-- Raw data follows --

Issue #2681, opened 2024-08-12
bug(gnovm): prohibit conversion of non-convertible typed constants


deelawn:
## High Level Summary
The Go spec says that constant float values should not be convertible to integer values.  Gno guards against conversion of untyped float constants, but not typed constants.  For example, both of these examples work in Gno when they should not:
```go
package main

func main() {
    println(int(float64(1.5)))
}
```
```go
package main

func main() {
    const v float64 = 1.5
    println(int(v))
}
```

## Details
From the Go spec:
> A [constant](https://go.dev/ref/spec#Constants) value x can be converted to type T if x is [representable](https://go.dev/ref/spec#Representability) by a value of T. As a special case, an integer constant x can be explicitly converted to a [string type](https://go.dev/ref/spec#String_types) using the [same rule](https://go.dev/ref/spec#Conversions_to_and_from_a_string_type) as for non-constant x.
> -- https://go.dev/ref/spec#Conversions

To interpret the above, it is necessary to know if a typed constant float value x is representable as an integer.  Looking at the definition of constant representability:
> A [constant](https://go.dev/ref/spec#Constants) x is representable by a value of type T, where T is not a [type parameter](https://go.dev/ref/spec#Type_parameter_declarations), if one of the following conditions applies:
>
> - x is in the set of values [determined](https://go.dev/ref/spec#Types) by T.
> - T is a [floating-point type](https://go.dev/ref/spec#Numeric_types) and x can be rounded to T's precision without overflow. Rounding uses IEEE 754 round-to-even rules but with an IEEE negative zero further simplified to an unsigned zero. Note that constant values never result in an IEEE negative zero, NaN, or infinity.
> - T is a complex type, and x's [components](https://go.dev/ref/spec#Complex_numbers) real(x) and imag(x) are representable by values of T's component type (float32 or float64).
>
> -- https://go.dev/ref/spec#Representability

In the case of this particular issue, typed float constant values are not representable as integers because they fail to to satisfy and of the criteria -- most notably that a non-natural number is not contained in the set of possible integer values.

## Other Examples
All of these are examples that work in Gno but should not.

### Integer Underflow
```go
package main

func main() {
    const a int = -1
    println(uint(a))
}
```

### Integer Overflow
```go
package main

func main() {
    const a int = 270
    println(uint8(a))
}
```

petar-dambovaliev:
I am starting work on this. I talked to @ltzmaxwell and he said i should take it.

PR #3117, opened 2024-11-13
fix: typed const conversion validation

petar-dambovaliev:
During preprocessing, validates if typed constants are convertible.
Fixes [issue](https://github.com/gnolang/gno/issues/2681)

Typed constants are convertible only in a lossless way.
That means that we can convert floats to integers if the fractional part of the float is 0.

### DIFF
--- a/gnovm/pkg/gnolang/op_expressions.go
+++ b/gnovm/pkg/gnolang/op_expressions.go
@@ -796,6 +796,6 @@ func (m *Machine) doOpFuncLit() {
 func (m *Machine) doOpConvert() {
 	xv := m.PopValue()
 	t := m.PopValue().GetType()
-	ConvertTo(m.Alloc, m.Store, xv, t)
+	ConvertTo(m.Alloc, m.Store, xv, t, false)
 	m.PushValue(*xv)
 }
--- a/gnovm/pkg/gnolang/values_conversions.go
+++ b/gnovm/pkg/gnolang/values_conversions.go
@@ -426,7 +426,7 @@ GNO_CASE:
 			tv.T = t
 			tv.SetInt64(x)
 		case UintKind:
-			validate(Int64Kind, UintKind, func() bool { return tv.GetInt64() >= 0 && tv.GetInt64() <= math.MaxUint })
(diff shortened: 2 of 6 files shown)


gnovm/pkg/gnolang/values_conversions.go
```diff
@@ -175,22 +203,32 @@ GNO_CASE:
 			tv.T = t
 			tv.SetInt64(x)
 		case UintKind:
+			validate(Int8Kind, UintKind, func() bool { return tv.GetInt8() >= 0 })
+
 			x := uint(tv.GetInt8())
 			tv.T = t
 			tv.SetUint(x)
 		case Uint8Kind:
+			validate(Int8Kind, Uint8Kind, func() bool { return tv.GetInt8() >= 0 })
```
notJoon, line 212: When an int type value exceeding 255 comes in, it will exceed the range of uint8. I think overflow error should take precedence over convertable error - how do you think?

-- Raw data concluded --

# [Assigned task]
Show all lines from the data above in which the word "bool" appears.

# [Task response]
-			validate(Int64Kind, UintKind, func() bool { return tv.GetInt64() >= 0 && tv.GetInt64() <= math.MaxUint })
+			validate(Int8Kind, UintKind, func() bool { return tv.GetInt8() >= 0 })
+			validate(Int8Kind, Uint8Kind, func() bool { return tv.GetInt8() >= 0 })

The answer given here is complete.